Giorgia Patten

Personal information
- Nationality: Australian
- Born: 12 December 1998 (age 27)
- Years active: 2017–

Sport
- Country: Australia
- Sport: Rowing
- Events: Coxless pair, Eight
- Club: West Australian Rowing Club

Achievements and titles
- Olympic finals: Tokyo 2020 W8+
- National finals: Queen's Cup (W8+) 2019–22 Australian Championship W8+ 2021

Medal record
Women's rowing
Representing Australia
World Championships
| Silver medal – second place | 2026 Amsterdam | Coxless four |
U23 World Championships
| Silver medal – second place | 2019 Sarasota-Bradenton | BW2X |

= Giorgia Patten =

Australian rower

Giorgia Patten (born 12 December 1999) is an Australian representative, Olympic and national champion rower. She is a national U23 and senior champion and has placed second at World U23 Championships. She rowed in the Australian women's eight at the Tokyo 2020 Olympics and the Paris 2024 Olympics.

==Club and state rowing==
Patten is a West Australian who took up rowing at school at Perth College. Her senior club rowing has been from the West Australian Rowing Club.

Her state representative debut for Western Australia came in the 2017 youth eight which contested the Bicentennial Cup at the Interstate Regatta within the Australian Rowing Championships. She again rowed in the West Australian youth eight in 2018. She made Western Australia's senior women's eight in 2019 and contested the Queen's Cup at the Interstate Regatta for WA in 2019, 2021, 2022 and 2023. In 2021 she stroked the West Australian women's eight.

In 2019 she contested all three national sculling titles in the U23 age division in her campaign for selection for the U23 World Championships. She won the double-scull U23 national title with Harriet Hudson. In 2021 in a National Training Centre eight she won the open women's eight title at the Australian Championships. That year she also contested the open women's pair and the women's coxless four titles.

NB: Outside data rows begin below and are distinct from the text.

PR #16206, opened 2021-08-05
doc: Document paths in cockpit.file

marusak:
We got in the last weeks two users who struggled with `cockpit.file()`
as they were trying to resolve files in relative paths.


martinpitt (approved):
Dakujem!

PR #16207, opened 2021-08-05
containers: Properly run test-static-code during unit tests

martinpitt:
Since commit 4077dee3d2f65b our unit test runs did not run pycodestyle
any more, as that started to skip the pycodestyle check in a non-git
tree (such as the unpacked tree that `distcheck` runs in). As
test-static-code does not run in `check-memory` either, none of the four
scenarios ended up running it.
    
So explicitly call it in the distcheck scenario, and relatively early so
that failures (which happen quite often) are easier to spot in the log.

----

Spotted in PR #16204 , which also has a commit to actually fix the current pycodestyle errors. Until that lands, this PR should fail.

Also fix the timeout in the workflow.

### DIFF
--- a/.github/workflows/unit-tests.yml
+++ b/.github/workflows/unit-tests.yml
@@ -11,7 +11,7 @@ jobs:
          - CC=clang distcheck
          - :i386 distcheck
       fail-fast: false
-    timeout-minutes: 20
+    timeout-minutes: 60
     env:
       # current podman backport falls over as non-root, and completely breaks down with :i386 image
       docker: docker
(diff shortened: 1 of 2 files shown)


martinpitt:
Very good, [now it fails](https://github.com/cockpit-project/cockpit/pull/16207/checks?check_run_id=3249849053) as expected. As soon as #16204 will land, I'll rebase this and it should become green again.

martinpitt:
#16204 landed, so this ought to work now. Rebased.

marusak (approved):
Danke!

Issue #15594, opened 2021-03-25
Progress bars jump when percentages are the label


garrett:
On at least the software page, possibly on other places, the progressbar width shifts as the numbers increment.

The _proper_ solution would be to use tabular numbers, but our font does not support that (yet). Related: https://github.com/cockpit-project/cockpit/issues/15090 & https://github.com/RedHatOfficial/RedHatFont/issues/27

Therefore, a work-around that we could do right now is to set `min-width: 3ch` on the label. As this would affect anything with a progress bar, we should probably have this as an override.

jelly:
For the "Software Updates" case I reproduced the issue using the `testUpdates.testBasic` test case and extending it with:

```python
+        for i in range(1, 35):
+            pkgname = "test{}".format(i)
+            self.createPackage(pkgname, "1.0", "1", install=True)
+            self.createPackage(pkgname, "1.0", "2", postinst="sleep 1;")
         # create two updates; force installing chocolate before vanilla
```

This makes the issue visible for me.

I also noticed the issue with the CPU/Memory graphs on the `Overview`

PR #16208, opened 2021-08-05
packagekit: don't make the progress bar jump

jelly:
The Red Hat font numbers are not all the same size which makes the
progress bar "jump" when the progress changes. As a workaround, the
label now reserves enough space so the progress bar now doesn't jump
around.

### DIFF
--- a/pkg/packagekit/updates.scss
+++ b/pkg/packagekit/updates.scss
@@ -137,6 +137,11 @@ div.changelog {
     margin: 10ex auto 0;
 }
 
+/* workaround font not supporting tabular numbers yet https://github.com/cockpit-project/cockpit/issues/15090 */
+.pf-c-progress__status {
+    min-width: 3ch;
+}
+
 /* don't let the install progress bar get too wide */
 .progress-cancel {
     display: flex;


jelly:
Should I add a note / reference to the general issue we have https://github.com/cockpit-project/cockpit/issues/15594

martinpitt:
Thanks! The way to make a link/note to #15994 is to add a "Fixes #" to the commit message. I just triggered the tests, so no need to push just for that -- we can do that on squash & merge. But please edit this PR's description to add the Fixes # -- this will already be enough to link the pages, and close the issue once this PR lands.

pkg/packagekit/updates.scss
```diff
@@ -137,6 +137,11 @@ div.changelog {
     margin: 10ex auto 0;
 }
 
+/* workaround font not supporting tabular numbers yet https://github.com/cockpit-project/cockpit/issues/15090 */
+.pf-c-progress__status {
```
martinpitt, line 141: At first I thought this needs to be more specific -- but we have two progress bars on the Updates page, and they both show percentages. So it's fine to apply this to both of them.

martinpitt (approved):

jelly:
> Thanks! The way to make a link/note to #15994 is to add a "Fixes #" to the commit message. I just triggered the tests, so no need to push just for that -- we can do that on squash & merge. But please edit this PR's description to add the Fixes # -- this will already be enough to link the pages, and close the issue once this PR lands.

Sure, I didn't add it as there are other instances where the "progress bar jumps", so wasn't sure if the ticket should be auto-closed.

PR #14618, opened 2020-09-14
maint: Stop including PF API files for fedora > 33, RHEL > 8 && debian testing

KKoukiou:
This also need to be done for debian - 2 (in adjust-for-release-file?).
Also there is cockpit.css API which is also not supposed to be used. Should we drop it now as well?

PR #16212, opened 2021-08-06
examples: Drop form-table-ct and cockpit.css usage

martinpitt:
Rewrite our examples to use a guttered Stack layout [1] instead of
the obsolete form-table-ct. This is not completely ideal, but good
enough for the examples -- and we really don't want to promote
cockpit.css usage any more.

cockpit.css does not contain this, but that by itself has been obsolete
for a long time. Replace that with a direct inclusion of PatternFly. As
v4 does not offer a bundled CDN download any more, add symlinks to the
copy in node_modules -- the examples are usually run out of the cockpit
tree anyway.

Fix long-running-process to use a PF4 button.

[1] https://www.patternfly.org/v4/layouts/stack


martinpitt:
pinger:

pinger

simple-package:
simple-package

long-running-process in main:
longrunning-main

long-running-process in this PR:
longrunning-pr

martinpitt:
After this lands, I'll send a follow-up to remove cockpit.css. I'll make double-sure that no external project uses this any more (we deprecated it years ago and never documented it).

martinpitt:
Wrt cockpit.css: We already deprecated this in PR #14618, and only ship it on Debian 10, Fedora ≤ 33, and Ubuntu ≤ 20.04. So I'd say, let's drop that for good once we stop supporting Fedora 33 (I hear Fedora 35 gets branched off next week, and Debian 11 releases this month, so not that long any more). I put it onto my todo list.

marusak (approved):
Thanks!

PR #16213, opened 2021-08-06
systemd: Correct typo HostName -> Hostname

### LINKED ISSUE #9909: transient host name not shown in the host switcher
When a server is using a transient host name, the host name is displayed correctly on the System page but on the top of the sidebar it just says localhost. You can reproduce this by unsetting the host name with ``hostnamectl set-hostname ''``. Attached is a screenshot of the problem.

screenshot

jelly:
The systemd hostnamed D-Bus API returns Hostname for the configured
system hostname. This issue is only visible when no static hostname is
configured as PrettyHostname and StaticHostname are then empty.

Fixes #9909

### DIFF
--- a/test/verify/check-system-info
+++ b/test/verify/check-system-info
@@ -193,6 +193,10 @@ class TestSystemInfo(MachineCase):
         b.wait_in_text('#system_information_hostname_text', "Adventure Box (host1.cockpit.lan)")
         self.assertEqual(m.execute("hostname").strip(), "host1.cockpit.lan")
 
+        m.execute("hostnamectl set-hostname ''")
+        m.execute("hostnamectl set-hostname --transient 'mydhcpname'")
+        b.wait_in_text('#system_information_hostname_text', 'mydhcpname')
+
         b.logout()
         m.execute("chattr -i /etc/os-release && rm /etc/os-release")
         m.execute("rm /usr/lib/os-release || true")
--- a/pkg/shell/machines/machines.js
+++ b/pkg/shell/machines/machines.js
@@ -493,7 +493,7 @@ function Loader(machines, session_only) {
         if (!machine.color)
             overlay.color = machines.unused_color();
 
-        var label = props.PrettyHostname || props.StaticHostname;
+        var label = props.PrettyHostname || props.StaticHostname || props.Hostname;
         if (label && label !== machine.label)
             overlay.label = label;
 
--- a/pkg/systemd/overview.jsx
+++ b/pkg/systemd/overview.jsx
@@ -182,7 +182,7 @@ class OverviewPage extends React.Component {
 
         const pretty_hostname = this.state.hostnameData.PrettyHostname;
         const static_hostname = this.state.hostnameData.StaticHostname;
-        let str = this.state.hostnameData.HostName;
+        let str = this.state.hostnameData.Hostname;
 
         if (pretty_hostname && static_hostname && static_hostname != pretty_hostname)
             str = pretty_hostname + " (" + static_hostname + ")";
@@ -250,7 +250,7 @@ class OverviewPage extends React.Component {
                     <PageSection className='ct-overview-header' variant={PageSectionVariants.light}>
                         <div className='ct-overview-header-hostname'>
                             <h1>
-                                {this.hostname_text() || ""}
+                                {this.hostname_text()}
                             </h1>
                             {this.state.hostnameData &&
                              this.state.hostnameData.OperatingSystemPrettyName &&
--- a/test/verify/check-shell-host-switching
+++ b/test/verify/check-shell-host-switching
@@ -135,6 +135,7 @@ class TestHostSwitching(MachineCase, HostSwitcherHelpers):
 
     def testBasic(self):
         b = self.browser
+        m1 = self.machines["machine1"]
         m2 = self.machines["machine2"]
         m3 = self.machines["machine3"]
 
@@ -148,6 +149,12 @@ class TestHostSwitching(MachineCase, HostSwitcherHelpers):
         self.wait_host_addresses(b, ["localhost"])
 
         b.wait_not_present("button:contains('Edit hosts')")
+
+        # Test that transient hostname shows up
+        m1.execute("hostnamectl set-hostname ''")
+        m1.execute("hostnamectl set-hostname --transient 'mydhcpname'")
+        b.wait_in_text("#nav-hosts .nav-item a", "mydhcpname")
+        m1.execute("hostnamectl set-hostname 'localhost'")
 
         self.add_machine(b, "10.111.113.2")
         self.wait_host_addresses(b, ["localhost", "10.111.113.2"])


jelly:
Not 100% sure if the transient hostname is correctly obtained correctly in the VM I start with `./bots/vm-run -s cockpit fedora-34` it's `fedora`.

But the code in cockpits bots does something else it seems https://github.com/cockpit-project/bots/blob/9450dad0b0f588c705d576165c3f42c7072a347d/machine/machine_core/machine_virtual.py#L349

marusak:
If you need to repush, then please fix commit message, it is `Fixes: #9909` (missing `#`). If not, it can be fixed on "Squash & Merge"

martinpitt:
Yes, this will definitively need a repush. I'll give it a more detailed review yesterday.

test/verify/check-system-info
```diff
@@ -193,6 +193,12 @@ class TestSystemInfo(MachineCase):
         b.wait_in_text('#system_information_hostname_text', "Adventure Box (host1.cockpit.lan)")
         self.assertEqual(m.execute("hostname").strip(), "host1.cockpit.lan")
 
+        transient_hostname = m.image.split('-')[0]
```
martinpitt, line 196: Let's not make this assumption. As the tests show, at least on Debian and RHEL 8 the host name ends up as "localhost". I suggest to call `hostnamectl --transient` to detect the current transient host name. However, this would still assume that the transient host name is actually different from the static one, which may not be the case on all images. Hence, let's drop this altogether. See below.

test/verify/check-system-info
```diff
@@ -193,6 +193,12 @@ class TestSystemInfo(MachineCase):
...
+        m.execute("hostnamectl set-hostname ''")
```
martinpitt, line 197: This sets the static *and* transient name, which makes the test pointless. Instead I suggest to do `set-hostname --static ''` and `set-hostname --transient mydhcpname`, so that you pin down the names at that point. Then the actual check can wait for 'mydhcpname'.

test/verify/check-system-info
```diff
@@ -193,6 +193,12 @@ class TestSystemInfo(MachineCase):
...
+        b.wait_in_text('#system_information_hostname_text', transient_hostname)
+        # Allow error: Failed to create "/run/systemd/default-hostname": Permission denied
+        self.allow_journal_messages(".*scontext=system_u:system_r:systemd_hostnamed_t:s0 tcontext=system_u:object_r:init_var_run_t:s0 tclass=dir permissive=0")
```
martinpitt, line 200: This is an actual OS bug, it even got reported and fixed in RHEL 9 a month ago here: https://bugzilla.redhat.com/show_bug.cgi?id=1966492 . It's not *quite* the same, as that concerned file removal, but it looks close enough. Can you please clone this for Fedora 34 (the little blue icon with two overlapping squares on the top right -- not that easy to see!) with mentioning the current systemd/selinux-policy package names?

We handle such unexpected messages in a slightly more delicate manner: On our bots project we maintain a [set of OS bugs labelled with "knownissue"](https://github.com/cockpit-project/bots/issues?q=is%3Aissue+is%3Aopen+label%3Aknownissue), e.g. https://github.com/cockpit-project/bots/issues/2162 for a recent SELinux bug. Then in https://github.com/cockpit-project/bots/tree/main/naughty we have a set of "failure patterns", like https://github.com/cockpit-project/bots/blob/main/naughty/fedora-34/2162-selinux-nft-pipe for the previous example (the file name is "issue number - short description"). Our test machinery tracks when and where it has acutally seen these issues, turns the "FAIL"s into a "SKIP" (i.e. a success with a warning), and makes a note in the knownissue.

Once it sees that a pattern is not used any more, it auto-files a PR like https://github.com/cockpit-project/bots/pull/2239 that cleans up the pattern -- and we can then close the downstream bug, or do another appropriate action.

So please: duplicate the bugzilla for  F34, create a bots knownissue for it, send a bots PR to add the pattern, and drop this line.

martinpitt (changes requested):
Thanks! The fix looks good, the test needs work. I invited you to the contributors team, so that tests will start automatically for you.

test/verify/check-system-info
jelly: I've filed a bugzilla issue, https://github.com/cockpit-project/bots/issues/2291 and created a pattern, I am just not 100% sure if it's correct.

jelly:
> If you need to repush, then please fix commit message, it is `Fixes: #9909` (missing `#`). If not, it can be fixed on "Squash & Merge"

Thanks, fixed!

martinpitt (approved):
Thanks! A bit curious that this actually succeeded *without* https://github.com/cockpit-project/bots/pull/2292 -- the test does not actually seem to trigger this SELinux denial? The test succeeded three times everywhere.

martinpitt:
Do you mind if we retitle this "systemd: Show transient hostname"? That's what it effectively does.

test/verify/check-system-info
```diff
@@ -193,6 +193,10 @@ class TestSystemInfo(MachineCase):
         b.wait_in_text('#system_information_hostname_text', "Adventure Box (host1.cockpit.lan)")
         self.assertEqual(m.execute("hostname").strip(), "host1.cockpit.lan")
 
+        m.execute("hostnamectl set-hostname --static ''")
+        m.execute("hostnamectl set-hostname 'mydhcpname'")
```
martinpitt, line 197: Oh wait, that's cheating -- `set-hostname` also writes /etc/hostname. Please do `--transient`.

martinpitt (changes requested):
So when you force-push again, do you mind updating the commit message yourself? Thanks!

test/verify/check-system-info
jelly: Yup.. ha! Setting --transient after only static to empty does not work either, as the `Pretty Hostname` is still set. So I've first emptied everything and then set the transient hostname in the test.

jelly:
I've included the fix for the hosts selector, if this needs to be a separate PR I can make that happen.

martinpitt (dismissed):
Thanks! Would be nice for the shell fix to get an integration test as well, but it's at least the same approach as in systemd.

marusak:
> Thanks! Would be nice for the shell fix to get an integration test as well, but it's at least the same approach as in systemd.

@jelly Wanna add that, or can I merge this one?

jelly:
> > Thanks! Would be nice for the shell fix to get an integration test as well, but it's at least the same approach as in systemd.
> 
> @jelly Wanna add that, or can I merge this one?

Oh sure, I can add it, can also add it in a follow up PR as I'm not sure yet in which test file it should be added.

martinpitt (approved):
Thank you! Test looks nice, bots have the last word as always.

marusak:
@jelly [this](https://logs.cockpit-project.org/logs/pull-16213-20210811-102834-7b4744c3-fedora-34/log.html#274-2) failure seems familiar, doesn't it? :)

I'll reopen both the issue and PR.

martinpitt:
Sorry, I accidentally retried the failed test, after landing #16227. But this failure here was different.

marusak (approved):
Thanks!

marusak:
@jelly the pattern needs to be exptended also for [fedora-coreos](https://logs.cockpit-project.org/logs/pull-16213-20210811-153533-2fd39fb1-fedora-coreos/log.html#279) and [rhel-9](https://logs.cockpit-project.org/logs/pull-16213-20210811-153533-2fd39fb1-rhel-9-0/log.html#279-2)

Do you want me to do that?

jelly:
> @jelly the pattern needs to be exptended also for [fedora-coreos](https://logs.cockpit-project.org/logs/pull-16213-20210811-153533-2fd39fb1-fedora-coreos/log.html#279) and [rhel-9](https://logs.cockpit-project.org/logs/pull-16213-20210811-153533-2fd39fb1-rhel-9-0/log.html#279-2)
> 
> Do you want me to do that?

Sounds good to me!

marusak:
Sent https://github.com/cockpit-project/bots/pull/2302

==International representative rowing==
Patten made her Australian representative debut in the coxless pair with fellow West Australian Bronwyn Cox in 2018. They rowed to a sixth placing at the World Rowing Cup III in Lucerne and then took the pair to the 2018 World Rowing U23 Championships in Poznan and finished in fifth place.

In 2019 Patten teamed up with Harriet Hudson and Hudson came to Perth where they trained under Western Australian coach Rhett Ayliffe. They were selected to row Australia's double-scull at the U23 World Championships in Sarasota-Bradenton where they won a silver medal behind Greece.

By the time of national team selections for the delayed Tokyo Olympics, Patten had forced her way into the Australian women's eight, which had qualified for the Olympics on its 2019 international performances.

At the Tokyo 2020 Olympics the Australian women's eight were placed third in their heat, fourth in the repechage and fifth in the Olympic A final.
Had they managed to maintain their time of 5:57:15 that they achieved in their repechage they would have beaten the winners, Canada, by nearly two seconds and won the gold medal.

Patten was selected in the Australian women's sweep squad to prepare for the 2022 international season and the 2022 World Rowing Championships. She rowed in the six seat of the Australian women's eight at the World Rowing Cup II in Poznan to a third placing and at the WRC III in Lucerne to a gold medal. At the 2022 World Rowing Championships at Racize, Patten was in the six seat of the Australian women's eight. They made the A final and finished in fifth place.

In 2023 Patten was selected to join the two-time world champion trio of Sarah Hawe, Katrina Werry and Lucy Stephan in the Australian women's coxless four for the 2023 international season. At the Rowing World Cup II in Varese, Italy they raced as Australia's W4- entrant. They made the A final and won a bronze medal. At 2023's RWC III in Lucerne, that unchanged four again raced the W4-. In the A final they led through to the 1800m mark but were overrun by Romania and finished with the silver medal. Their two medal wins at RWC II and III won them the 2023 RWC points score trophy for the W4-. That crew was selected intact as Australia's coxless four for the 2023 World Rowing Championships in Belgrade Serbia. They placed second in their heat. They placed 3rd in the A/B semi-final at which point they qualified an Australian W4- boat for the 2024 Paris Olympics. In the A final the four finished fifth, giving them a fifth place world ranking from the regatta.

Giorgia was selected to the Australia Women's Eight for the 2024 Paris Olympic Games. The crew placed second in their Heat in the third fastest qualifying time (6:18.61) but booked a spot in the repechage two days later. They were third in the Rep, with the USA and Canada getting their bows in front but beating Italy and Denmark to secure their A Final spot. In the A Final, eventual winners Romania dominated the race and the Australian crew finished fourth - the best result for an Australian Women's Eight in Olympic history, and just 1.2 seconds back from Bronze medalists, Great Britain.